*Task item*: From the data below, set down exactly the lines between the one holding "I updated the" and the one holding "Reasons I worry", inclusive, and no others.

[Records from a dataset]

□ □ □

PR #3197, opened 2022-08-24
DAT-11427 add manual build trigger

ap-liquibase:
## Impact

## Description

DAT-11427 add manual build trigger for QA team

## Things to be aware of

- Nothing

## Things to worry about

- Nothing

### DIFF
--- a/.github/workflows/build.yml
+++ b/.github/workflows/build.yml
@@ -2,10 +2,6 @@ name: Build and Test
 
 on:
   workflow_dispatch:
-    inputs:
-      branch:
-        description: 'Branch to build manually (Defaults to master)'
-        required: false
 
   pull_request_target:
     types:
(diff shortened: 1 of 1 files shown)


jnewton03:
@ap-liquibase wouldn't the user just select the branch to run instead of typing it into a text box?

ap-liquibase:
@jnewton03 I think you're right, and it would simplify things too. I assume the branch selection pulldown appears automatically if I get rid of the following, right.
 ```    
inputs:
      branch:
        description: 'Branch to build manually (Defaults to master)'
        required: false
```

nvoxland:
I updated the PR description to remove the template text that should have been replaced vs. left.

nvoxland (approved):
I feel like this is probably not going to work like hoped, but we'll have to actually get it merged to master to test it to know for sure. 

Reasons I worry it might not work:
- I don't know what the context.payload is for manual runs, and may not have the correct info required for the "get current branch" and other logic which maybe expects it to be a pull request or a push. 
- The logic on the pro-tests side that looks for the corresponding branch on liquibase doesn't actually look for a corresponding "branch" is maybe less about finding a branch and more about assuming it's a pull request it's finding. So the pro-tests may not actually find this still
- When this build runs, it attaches artifacts to the commit hash, which is not going to be unique just because you made a branch. This may cause use to get builds attached to "master" for example, which have liquibase-commercial jars in them from non-master liquibase-pro branches which will wrong.

I'm not sure if either of those 3 will be problems, or if there will be other problems I haven't thought of. But it's possible thatthis is not an "easy" work-around to the problem that is hoped.

PR #3232, opened 2022-09-01
simplify file loading logic in remaining classes (DAT-11569)

StevenMassaro:
## Impact

## Description

File loading logic needed to be corrected and simplified in a few places.


suryaaki2 (approved):

liquibase-core/src/main/java/liquibase/change/core/CreateViewChange.java
```diff
@@ -166,11 +166,11 @@ protected InputStream openSqlStream() throws IOException {
         try {
             ResourceAccessor resourceAccessor = Scope.getCurrentScope().getResourceAccessor();
 
-            String path = getPath();
             if (ObjectUtil.defaultIfNull(getRelativeToChangelogFile(), false)) {
-                path = resourceAccessor.get(getChangeSet().getChangeLog().getPhysicalFilePath()).resolveSibling(path).getPath();
+                return resourceAccessor.get(getChangeSet().getChangeLog().getPhysicalFilePath()).resolveSibling(getPath()).openInputStream();
```
nvoxland, line 170: Does this (and the similar change inSQLFileChange) throw a good error when referencing a file that does not exist in this branch?

StevenMassaro: It depends on the implementation (currently). `PathResource` throws a `FileNotFoundException` but the `S3Resource` logs a message and returns null.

□ □ □

*Final answer*:
I updated the PR description to remove the template text that should have been replaced vs. left.

nvoxland (approved):
I feel like this is probably not going to work like hoped, but we'll have to actually get it merged to master to test it to know for sure. 

Reasons I worry it might not work:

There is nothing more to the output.